Nov. 2014 - April 2015. CLARINO is a Norwegian infrastructure project jointly funded by the Research Council of Norway and a consortium of Norwegian universities and research institutions. The ultimate aim is to make existing and future language resources easily accessible for researchers and to bring eScience to humanities disciplines.

9. DASISH - Data Service Infrastructure for the Social Sciences and the Humanities

Apr. 2014 - Dec. 2014. DASISH brings together all 5 ESFRI research infrastructure initiatives in the social sciences and humanities (SSH): CLARIN, DARIAH, CESSDA, ESS and SHARE. The goal of DASISH is to determine areas of cross-fertilization and synergy in the infrastructure development all five communities are entering into as of the beginning of 2012 and to work on concrete joint activities related to data, such as data access, data sharing, data quality, and data archiving. Synergy can also be achieved by working together on solutions regarding legal and ethical aspects.

10. CLARA - Initial Training Network for Common Language Resources and their Applications

May 2011 - Nov. 2013. Early Stage Researcher (ESR). Marie Curie programme of the EU 7th Framework Programme (Marie Curie Initial Training Network 7FP-ITN-238405). The objective of the CLARA network is to launch the training of a new generation of experts in linguistics that can develop methods of research for the construction, the use and the applications of language resources. The scientific objectives of CLARA are to go in greater depth into the creation of linguistic models based on real data that are then analysed with statistical and machine-learning tools, and on the hybridisation of techniques and methods of analysis.

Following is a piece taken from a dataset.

PR #6713, opened 2025-10-28
fix: add tools directly to Overlay

### LINKED ISSUE #6240: Adding tools to an Overlay has no effect
Adding tools to an Overlay via `opts` has no effect.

11. CLARIN - Common Language Resources and Technologies Infrastructure

Sept. 2008 - July 2010. CLARIN is committed to establish an integrated and interoperable research infrastructure of language resources and its technology. It aims at lifting the current fragmentation, offering a stable, persistent, accessible and extendable infrastructure and therefore enabling eHumanities. In Spain it was co-funded by the 7FP of the EU (FP7-INFRASTRUCTURES-2007-1-212230), the Spanish Ministerio de Educación y Ciencia (CAC-2007-23) and the Spanish Ministerio de Ciencia e Innovación (ICTS-2008-11 and ACI2009-0995).

12.  FLaReNeT - Fostering Language Resources Network

Sept. 2008 - July 2010. Flarenet is a networking organization whose aims are devising and promoting consensual recommendations concerning the future development, deployment and use of LRs. Flarenet will indicate best practices and best policies for coordinating future actions and projects. The major activities of the Network will be to survey, analyse, classify LRs and relevant standards, together with their organisational and economic models, and discuss with major stakeholders and players upon new common strategies for a capillary deployment and use of LRs in real-world products. It was funded by the eContentplus program of the European Union (ECP2007LANG617001).

13. TACOC - Traducció Automàtica de Codi Obert per al català

May 2006 - Dec. 2006. Development of machine translation modules for Catalan-French, Catalan-Aranès and Catalan-English for the open source shallow-transfer machine translation platform Apertium developed by the Group Transducens, University of Alicante. Funded by DURSI, Generalitat de Catalunya (Catalan Government).

14. LIRICS - Linguistic Infrastructure for Interoperable Resources and Systems 

Jan. 2005 - June 2005. The key objective of LIRICS was to provide the European content and language industries with a common and stable set of formats, in the form of ISO standards, enabling interoperability and reuse of multilingual language resources, digital content and language engineering software.  Funded by the e-content program of the European Union (EDC-22236).